:: Material supplied ::
PR #3539, opened 2026-09-02
Mask the high half when decoding SAP pairs to avoid a negative index

### LINKED ISSUE #3535: Out-of-bounds read in sweep-and-prune collision broadphase with more than 32768 items

Abhayindia:
Fixes #3535.

`mj_SAP` packs a pair of item indices as `(id1<<16) + id2` into a signed `int`. Once `id1 >= 0x8000` that sets bit 31, so the packed value is negative. Two sites decode the high half with a bare arithmetic shift:

```c
int bf1 = bfid[sappair[i] >> 16];   // engine_collision_driver.c, body broadphase
int e1  = elid[sappair[i] >> 16];   // mj_collideFlexSAP
```

so the shift sign-extends and the array is indexed at a negative offset - an out-of-bounds read (SEGV in the flex path once the garbage id feeds unchecked pointer arithmetic). A third site decoding the same packing already masks it:

```c
int bf1 = (broadphasepair[i]>>16) & 0xFFFF;   // line ~639
```

This brings the other two in line with `& 0xFFFF`. Reachable with a 2D flex over ~33k elements and `selfcollide="auto"`, or a plain model with more than 32768 mutually-collidable bodies (`mj_SAP` only rejects `n >= 0x10000`).

No unit test: triggering it needs >32768 collidable bodies, and a model that size takes minutes to compile. The issue has a full AddressSanitizer trace of the pre-fix crash.

### DIFF
--- a/src/engine/engine_collision_driver.c
+++ b/src/engine/engine_collision_driver.c
@@ -618,7 +618,7 @@ void mj_collision(const mjModel* m, mjData* d) {
   // broadphase collision detector
   TM_START;
   int nmaxpairs = (nbodyflex*(nbodyflex - 1))/2;
-  int* broadphasepair = mjSTACKALLOC(d, nmaxpairs, int);
+  unsigned* broadphasepair = mjSTACKALLOC(d, nmaxpairs, unsigned);
   int nbfpair = mj_broadphase(m, d, broadphasepair, nmaxpairs);
   unsigned int last_signature = -1;
   TM_END(mjTIMER_COL_BROAD);
@@ -633,12 +633,11 @@ void mj_collision(const mjModel* m, mjData* d) {
   size_t parena = alignArena(d, _Alignof(int));
 
   for (int i=0; i < nbfpair; i++) {
-    // reconstruct bodyflex pair ids
-    int bf1 = (broadphasepair[i]>>16) & 0xFFFF;
-    int bf2 = broadphasepair[i] & 0xFFFF;
+    // packed as (bf1 << 16) | bf2, bf1 < bf2
+    unsigned int signature = broadphasepair[i];
+    int bf1 = signature >> 16;
+    int bf2 = signature & 0xFFFF;
 
-    // compute signature for this bodyflex pair
-    unsigned int signature = (bf1<<16) + bf2;
     // pairs come sorted by signature, but may not be unique
     // if signature is repeated, skip it
     if (signature == last_signature) {
@@ -1350,7 +1349,7 @@ static void makeAAMM(const mjModel* m, mjData* d,
 
 // add bodyflex pair in buffer; do not filter if m is NULL
 static void add_pair(const mjModel* m, int bf1, int bf2,
-                     int* npair, int* pair, int maxpair) {
+                     int* npair, unsigned* pair, int maxpair) {
   // add pair if there is room in buffer
   if ((*npair) < maxpair) {
     // contact filtering if m is not NULL
@@ -1392,11 +1391,11 @@ static void add_pair(const mjModel* m, int bf1, int bf2,
       }
     }
 
-    // add pair
+    // add pair; pack as unsigned so the shift is defined for ids >= 0x8000
     if (bf1 < bf2) {
-      pair[*npair] = (bf1<<16) + bf2;
+      pair[*npair] = ((unsigned)bf1 << 16) | (unsigned)bf2;
     } else {
-      pair[*npair] = (bf2<<16) + bf1;
+      pair[*npair] = ((unsigned)bf2 << 16) | (unsigned)bf1;
     }
     (*npair)++;
   } else {
@@ -1434,7 +1433,7 @@ mjSORT(SAPsort, mjtSAP, SAPcmp);
 // given list of axis-aligned bounding boxes in AAMM (min[3], max[3]) format,
 // return list of pairs (i, j) in format (i<<16 + j) that can collide,
 // using sweep-and-prune along specified x axis (0, 1 or 2).
-static int mj_SAP(mjData* d, const mjtNum* aamm, int n, int axis_x, int* pair, int maxpair) {
+static int mj_SAP(mjData* d, const mjtNum* aamm, int n, int axis_x, unsigned* pair, int maxpair) {
   // check inputs
   if (n >= 0x10000 || axis_x < 0 || axis_x > 2 || maxpair < 1) {
     return -1;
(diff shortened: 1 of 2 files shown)


sylvesterkaczmarek (commented):
Masking the high half fixes the negative decode, but the packed value is still created with signed (id1 << 16), which is undefined once id1 >= 0x8000. Please make the packed representation unsigned end-to-end rather than only masking the decode.

Abhayindia:
good call. reworked it: the pair buffers, `mj_SAP`/`mj_broadphase`/`add_pair` and the `bfsort` comparator are all `unsigned` now, so the `(id << 16)` pack is defined and the decodes go back to a plain `>> 16` / `& 0xFFFF`. no signed shift left in the path. force-pushed.

sylvesterkaczmarek (approved):
Rechecked the current head. Pair storage and sort buffers are unsigned end to end, and packing casts before the shift, so IDs at or above 0x8000 no longer invoke signed-shift undefined behaviour. My previous blocker is resolved.

kbayes:
@Abhayindia thank you for the PR. I think it's best to use a struct than to continue with the bit fiddling.  Marking this closed due to https://github.com/google-deepmind/mujoco/commit/2944f5e70cf2f970ca6019338786ed38ba43da53.

PR #3542, opened 2026-09-02
Fix Studio crash when reloading models with active decorations

nico-bohlinger:
Hey!
I ran into a repeatable Studio crash when loading a new model after enabling visualization options that add decorations:

```text
ERROR: Attempting to remove renderable from wrong scene.
```

The decoration renderables were destroyed without first being unregistered from their `SceneView`. That left registrations behind, so the later scene teardown tried to remove renderables that no longer belonged to it.

I simply added a call of `ModelDecorations::Clear()` in the destructor before freeing the scene. I also added a test that renders a decoration, reinitializes the renderer, and renders again.

### DIFF
--- a/src/experimental/studio/hal/renderer_test.cc
+++ b/src/experimental/studio/hal/renderer_test.cc
@@ -68,6 +68,26 @@ TEST_F(RendererTest, OpengGlSoftware) {
   }
 }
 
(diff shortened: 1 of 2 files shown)


yuvaltassa:
Fixed in 3d4447e1044ac99a4604653f74e97e79fd4ffd83. Thanks for reporting!

PR #3544, opened 2026-09-03
enable multiccd by default in Unity

Liuweixian:
Hi,

I am trying to use mujoco in Unity but found an issue about multiccd flag.

Set multiccd flag enable by default in Unity.

In my case, the multiccd flag was disable in GlobalSettings  when '<option> <flag multiccd="enable" /> </option>'  describe in xml. Because multiccd is enable by default, so after compiled, this flag will dismiss. but the default value in Unity still keep disable that cause problem.


SebasNorenaR:
solved in https://github.com/google-deepmind/mujoco/commit/a90ca41c00f43efc745dd32b2fd7cac2fa0f6004

PR #3554, opened 2026-09-06
Extend gyroscopic stabilization to free rigid subtrees

### LINKED ISSUE #3553: Extend implicitfast gyroscopic stabilization to free bodies with fixed descendants
### Problem

`implicitfast`'s local gyroscopic stabilization excludes a free body when it has massive fixed descendants. Consequently, two representations of the same rigid object can have substantially different numerical stability: moving an inertial element into an otherwise empty, fixed child body is enough to turn a stable free spin into `mjWARN_BADQACC`.

I understand that the [documentation](https://mujoco.readthedocs.io/en/3.12.0/computation/index.html#gyroscopic-derivatives-for-free-bodies) currently limits this treatment to standalone free bodies. This is a request to extend that treatment to free rigid subtrees, rather than a claim that the implementation contradicts the documented eligibility rule.

### Minimal reproduction

No contacts, gravity, controls, external assets, or plugins are involved.

```python
import mujoco

print(mujoco.__version__)
inertia = '''<inertial pos="0 0 0" mass="0.12"
             diaginertia="0.00017231 0.00000658 0.00017243"/>'''

for nested in (False, True):
    for integrator in ("implicitfast", "implicit"):
        payload = f"<body>{inertia}</body>" if nested else inertia
        model = mujoco.MjModel.from_xml_string(f"""
          <mujoco>
            <option gravity="0 0 0" timestep="0.001" integrator="{integrator}"/>
            <worldbody><body><freejoint/>{payload}</body></worldbody>
          </mujoco>
        """)
        data = mujoco.MjData(model)
        data.qvel[3:] = [100, 30, 100]
        for step in range(10000):
            mujoco.mj_step(model, data)
            if data.warning[mujoco.mjtWarning.mjWARN_BADQACC].number:
                print(integrator, nested, "BADQACC at step", step)
                break
        else:
            print(integrator, nested, "completed 10000 steps")
```

Observed with 3.12.0, and independently reproduced using the equivalent C API model construction and stepping loop against upstream commit `707f4735e248872a38c5040a21b510a5bd386459` (3.12.1 development), built in Release mode with GCC 11.5.0 on Linux x86_64:

| Integrator | Fixed child | Result |
| --- | --- | --- |
| implicitfast | No | Completes 10,000 steps |
| implicit | No | Completes 10,000 steps |
| implicitfast | Yes | BADQACC at step 4294, time 4.294 s, DOF 3 |
| implicit | Yes | Completes 10,000 steps |

### Possible direction

[`mj_isFreeBody`](https://github.com/google-deepmind/mujoco/blob/707f4735e248872a38c5040a21b510a5bd386459/src/engine/engine_derivative.c#L822) already checks that the tree has exactly six DOFs, but additionally requires `body_subtreemass == body_mass`. A free root with only fixed descendants still has a six-DOF inertia block, so it appears eligible for the same local solve.

Removing the mass check alone would be incorrect: `mjd_freeBias_vel` and `mjd_freeMhat` currently compute the bias derivative using only the root body's inertia. The derivative needs to include all fixed descendants, expressed about the free joint's origin and orientation. The fluid derivative symmetry exception also needs to recognize geoms on fixed descendants.

Would extending the existing treatment to these rigid subtrees be acceptable? I am preparing a draft PR with a regression test, derivative checks, and comparisons against `implicit`, so that the proposed scope and implementation can be reviewed together. Articulated trees would retain their existing behavior.

ruziniuuuuu:
Fixes #3553.

A free rigid object can diverge under `implicitfast` simply because its inertia is represented on a fixed child body. In the issue's contact-free reproduction, a massless free root with one inertial child emits BADQACC at step 4294; moving the same inertial element to the root, or using `implicit`, completes 10,000 steps.

This extends the existing local gyroscopic solve to free rigid subtrees. The six-DOF tree check remains, and the bias derivative sums each body's contribution about the free joint's origin and orientation. `mjd_freeMhat` reuses that aggregate derivative. Fluid geoms on fixed descendants retain the asymmetric derivatives required by the local solve. The shared helper also extends the existing `discrete` treatment to eligible rigid subtrees.

The implementation continues using the global Cholesky solve and a local 6-by-6 LU solve; descendant aggregation adds work proportional to the number of bodies in each eligible rigid subtree. No model rewriting, inertia regularization, new settings, or integrator fallback is introduced. Trees with articulated descendants remain excluded.

### Validation

Built against upstream `707f4735e248872a38c5040a21b510a5bd386459` using GCC 11.5.0, Linux x86_64, CMake Release, double precision.

- Before the fix: the minimal C API reproduction fails at step 4294; new energy-stability, derivative, and `implicit` comparison checks fail.
- After the fix: all four flat/nested and implicitfast/implicit reproduction combinations complete 10,000 steps without BADQACC.
- Full `engine_forward_test`: 129 tests pass.
- Full `engine_derivative_test`: 34 tests pass.
- Coverage includes a massless free root, multiple levels of rotated and offset inertias, another independent free body, fixed-child ellipsoid fluid forces, full RNE and central finite-difference derivative comparisons, `discrete` energy stability, and rejection of articulated descendants.
- Changed C++ lines formatted with the repository's clang-format configuration; `git diff --check` passes.

Build and test commands (run test binaries from the source `test/` directory so fixtures resolve):

```sh
cmake -S . -B ../build -DMUJOCO_BUILD_EXAMPLES=OFF -DMUJOCO_BUILD_SIMULATE=OFF \
  -DMUJOCO_BUILD_TESTS=ON -DCMAKE_BUILD_TYPE=Release
cmake --build ../build --target engine_forward_test engine_derivative_test -j 6
cd test
../../build/bin/engine_forward_test
../../build/bin/engine_derivative_test
```

This is a draft for maintainer feedback on extending the documented standalone-body eligibility rule. Validation is limited to the two complete test binaries above and the synthetic reproduction; other platforms, single precision, the full repository suite, and application workloads have not been tested.

### DIFF
--- a/doc/computation/index.rst
+++ b/doc/computation/index.rst
@@ -614,7 +614,8 @@ Gyroscopic derivatives for free bodies
    with the faster Cholesky decomposition. However integrating gyroscopic forces explicitly can lead to
    energy gain and divergence of fast-spinning free bodies with asymmetric inertia.
 
-   Therefore for *standalone free bodies* (free joints whose body has no children), these derivatives are reinstated.
+   Therefore for *standalone free bodies* (free joints whose body has no descendants with joints), these derivatives
+   are reinstated. Fixed descendants are included in the rigid body's inertia and bias derivatives.
    The rows of :math:`\widehat M` corresponding to such a body form a :math:`6\times 6` block which is decoupled from
    the rest of the system. After the global Cholesky solve, this block is re-assembled with the exact derivative of the
    body's bias force and re-solved with an optimized :math:`6\times 6` LU routine. For standalone free bodies,
--- a/src/engine/engine_derivative.c
+++ b/src/engine/engine_derivative.c
@@ -789,36 +789,34 @@ static void freeBias_vel_blocks(mjtNum mass, const mjtNum R[9], const mjtNum Xi[
 }
 
 
-// 6x6 block B = d qfrc_bias / d qvel for a standalone free body
+// 6x6 block B = d qfrc_bias / d qvel for a free rigid subtree
 //   assembles the full 6x6 from the 3x3 sub-blocks computed by freeBias_vel_blocks
 //   rows/cols ordered like the free joint dofs: [linear(3); rotational(3)]
 //   linear columns are zero: the bias force does not depend on linear velocity
 void mjd_freeBias_vel(const mjModel* m, const mjData* d, int jnt, mjtNum B[36]) {
   int body = m->jnt_bodyid[jnt];
   int adr = m->jnt_dofadr[jnt];
-  mjtNum mass = m->body_mass[body];
-  const mjtNum* R = d->xmat + 9*body;    // body  -> world
-  const mjtNum* Xi = d->ximat + 9*body;  // inertia -> world
-  const mjtNum* inertia = m->body_inertia + 3*body;
-
-  // CoM offset from joint origin, world frame
-  mjtNum s[3];
-  mji_sub3(s, d->xipos + 3*body, d->xpos + 3*body);
-
-  mjtNum lin[9], rot[9];
-  freeBias_vel_blocks(mass, R, Xi, inertia, s, d->qvel + adr + 3, lin, rot);
-
   mju_zero(B, 36);
-  for (int r=0; r < 3; r++) {
-    for (int c=0; c < 3; c++) {
-      B[6*r + 3+c] = -mass * lin[3*r+c];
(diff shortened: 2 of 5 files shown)


yuvaltassa:
ya, makes sense. do the CLA thing and we'll discuss?

ruziniuuuuu:
Hi Yuval, I've done the CLA thing.

yuvaltassa:
This was merged, but note I changed it quite a bit. Do you understand what I did? The composite inertia is already available. Anyway good idea, thanks for the PR!

PR #3555, opened 2026-09-06
Avoid catastrophic cancellation in mju_springDamper's overdamped roots

### LINKED ISSUE #3551: mju_springDamper loses slow decay under strong overdamping
### Intro

I'm an undergraduate engineering student at ASU using MuJoCo for robotics research. I found a separate numerical issue in `mju_springDamper` while checking its behavior after #3522.

### My setup

- MuJoCo `main` at `bbb71a28a4d16db0d42f98da84e9e56ff663df5f` (reports 3.12.1)
- C API, macOS 26.6.2, arm64, AppleClang 21
- Reproduced in double precision and in a separate build with `mjUSESINGLE`

For a strongly overdamped system, `mju_springDamper` can lose the slow decay mode entirely:

```c
mju_springDamper(1, 0, 1, 1e9, 1e9)
```

This returns `1.0`. The analytical solution is approximately `0.3678794411714423`, checked using 90-digit Decimal arithmetic. The discriminant is positive and the overdamped branch is selected correctly.

For `x'' + b*x' + k*x = 0`, this example has `k = 1`, `b = 1e9`, and is evaluated at `t = b/k`, approximately one slow-mode time constant. These are extreme separated timescales, but the expected position is finite and well resolved. A consistent change of time units gives the equivalent call `mju_springDamper(1, 0, 1e18, 1e18, 1)`, which also returns `1.0`.

In single precision, the same loss already occurs with `b = 1e4`, `k = 1`, and `t = 1e4`.

### Steps and code for reproduction

Build the library at the commit above, then compile and link this program against it. No model or assets are needed.

```c
#include <stdio.h>
#include <mujoco/mujoco.h>

int main(void) {
  printf("%.17g\n", (double)mju_springDamper(1, 0, 1, 1e9, 1e9));
  return 0;
}
```

Observed output: `1`. Expected: approximately `0.3678794411714423`.

### Cause

The [overdamped root calculation](https://github.com/google-deepmind/mujoco/blob/bbb71a28a4d16db0d42f98da84e9e56ff663df5f/src/engine/engine_util_misc.c#L1617-L1626) computes

```c
r1 = -b/2 + sqrt(b*b - 4*k)/2;
r2 = -b/2 - sqrt(b*b - 4*k)/2;
```

When `b*b` is much larger than `4*k`, the subtraction in `r1` loses precision and can round the slow root to zero. Computing the root that avoids cancellation first, then recovering the other from `r1*r2 = k`, preserves the slow mode. Which root is computed directly should depend on the sign of `b`.

The existing 66 utility tests pass on the unmodified library, including the #3522 tests. The regime-selection fix from that PR remains valid; this failure is in the subsequent root evaluation.

I checked the current function documentation and searched the repository's issues, PRs, and discussions for related reports. I found no existing report of this root-cancellation case.

Abhayindia:
Fixes #3551.

The overdamped branch of `mju_springDamper` computes the two roots as

```c
r1 = -b/2 + sqrt(b*b - 4*k)/2;
r2 = -b/2 - sqrt(b*b - 4*k)/2;
```

When `b*b` is much larger than `4*k`, `sqrt(b*b - 4*k)/2` is very close to `b/2`, so `r1` is the difference of two nearly-equal numbers and the slow root (`~ -k/b`) is lost - it can round to exactly zero, and then that decay mode disappears from the result.

`mju_springDamper(1, 0, 1, 1e9, 1e9)` returns `1.0`; the analytical answer is `1/e = 0.36787944117144233` (the reporter checked it with 90-digit arithmetic). In single precision it already breaks at `b = 1e4`.

Fix: compute whichever root does not involve a subtraction of near-equal terms (depends on the sign of `b`), then get the other from `r1*r2 = k`. This is the standard stable form for a quadratic. The regime selection from #3522 is untouched - this is only the root evaluation inside the overdamped branch.

Verified against the installed lib:

```
$ mju_springDamper(1, 0, 1,    1e9, 1e9)  ->  0.36787944117144233   (was 1.0)
$ mju_springDamper(1, 0, 1e18, 1e18, 1)   ->  0.36787944117144233   (same system, rescaled time)
$ mju_springDamper(1, 0, 1,    3,   1)    ->  0.78664559930336819   (unchanged)
```

`engine_util_misc_test` passes, including a new `SpringDamperStronglyOverdamped` case.

### DIFF
--- a/src/engine/engine_util_misc.c
+++ b/src/engine/engine_util_misc.c
@@ -1617,9 +1617,14 @@ mjtNum mju_springDamper(mjtNum pos0, mjtNum vel0, mjtNum k, mjtNum b, mjtNum t) 
     // compute w = sqrt(det)/2
     w = mju_sqrt(det)/2;
 
-    // compute r1,r2
-    r1 = -b/2 + w;
-    r2 = -b/2 - w;
+    // take the root without subtractive cancellation, recover the other from r1*r2 = k
+    if (b >= 0) {
+      r2 = -b/2 - w;
+      r1 = k/r2;
+    } else {
+      r1 = -b/2 + w;
+      r2 = k/r1;
+    }
 
     // compute coefficients
     c1 = (pos0*r2-vel0) / (r2-r1);
--- a/test/engine/engine_util_misc_test.cc
+++ b/test/engine/engine_util_misc_test.cc
@@ -118,6 +118,16 @@ TEST_F(UtilMiscTest, SpringDamperInvariantToTimeUnits) {
   }
 }
 
+TEST_F(UtilMiscTest, SpringDamperStronglyOverdamped) {
+  // b*b >> 4*k: the slow root ~ -k/b must not be lost to cancellation in
+  // -b/2 + sqrt(b*b - 4*k)/2. evaluated at t = b/k, one slow-mode time
+  // constant, so the answer is 1/e.
+  constexpr mjtNum inv_e = 0.36787944117144233;
+  EXPECT_NEAR(mju_springDamper(1, 0, 1, 1e9, 1e9), inv_e, MjTol(1e-10, 1e-4));
+  // the same physical system with time rescaled by 1e9
+  EXPECT_NEAR(mju_springDamper(1, 0, 1e18, 1e18, 1), inv_e, MjTol(1e-10, 1e-4));
+}
+
 TEST_F(UtilMiscTest, SphereWrap) {
   static constexpr char xml[] = R"(
   <mujoco>


Vedangalle:
Hi @Abhayindia, I reported #3551 and opened #3552 yesterday with the same root calculation. It also includes regression coverage for velocity-driven decay, zero stiffness, and nonpositive damping, and its CI is passing.

Flagging the overlap so we can avoid duplicate review. The additional time-rescaled regression here looks useful. Could we consolidate the work in #3552?

Abhayindia:
sorry, missed that #3552 was already up - i checked the issue comments but not the linked PRs. yours is more complete, go with it. the time-rescaled case (`mju_springDamper(1, 0, 1e18, 1e18, 1)`) is worth adding since it catches the same bug through a different path.

PR #3556, opened 2026-09-07
Fix "unpinned action reference" alerts from zizmor scan.

mmossg:


yuvaltassa (approved):

yuvaltassa (approved):

mmossg:
landed in 420b461d0946

PR #3557, opened 2026-09-07
Test new Google Chat failure alert

mmossg:
This is only a test.

If you happen to see an alert, please ignore.


mmossg:
abandoned

Issue #3559, opened 2026-09-07
URDF inertial origin rotation is lost during compilation, changing rotational dynamics


sri299792458:
### Intro

Hi! I use MuJoCo for robot simulation and found this while checking the inertial properties of imported URDF models.

### My setup

- MuJoCo **3.12.0**, official Python package; also reproduced on **3.3.7**.
- Python 3.11.15, NumPy 2.2.6.
- Ubuntu 24.04.4 LTS, x86_64.
- Native Python APIs: `MjModel.from_xml_string` and `MjSpec.from_string(...).compile()`.

### What's happening? What did you expect?

A URDF body's `<inertial><origin rpy="..."/></inertial>` rotation is lost during compilation. This changes the reconstructed inertia tensor in the link frame and the resulting rotational dynamics.

The minimal example has one floating body, with its center of mass at the link origin. It specifies inertia `diag(1, 2, 2.5)` in an inertial frame rotated 90 degrees about Z. Therefore its inertia in the link frame should be `diag(2, 1, 2.5)`.

Both URDF import paths instead produce `diag(1, 2, 2.5)`. For an angular acceleration of 1 rad/s² about link X, inverse dynamics consequently returns **1 Nm**, rather than the expected **2 Nm**. An equivalent MJCF with the inertia orientation expressed as a quaternion produces the expected tensor and 2 Nm torque.

| Input / loader | Reconstructed link-frame inertia | X torque for 1 rad/s² |
|---|---|---|
| URDF / `MjModel` | `diag(1, 2, 2.5)` | 1 Nm |
| URDF / `MjSpec` | `diag(1, 2, 2.5)` | 1 Nm |
| Equivalent MJCF | `diag(2, 1, 2.5)` | 2 Nm |

The comparison reconstructs the full tensor from `body_iquat` and `body_inertia`, so it accounts for principal-axis/eigenvalue reordering. `fusestatic` and `alignfree` are explicitly disabled, and the model has no contacts or external assets.

### Steps for reproduction

Install `mujoco==3.12.0` and `numpy==2.2.6`, then run the self-contained script below. It includes the complete URDF, an equivalent MJCF control case, and both tensor and inverse-dynamics checks. The same script produces the same discrepancy on 3.3.7.

### Minimal models and code for reproduction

:: How to complete this task ::
Above are some records. Count the lines among them with the word "decoding", and answer with the number only.

:: Answer space ::
2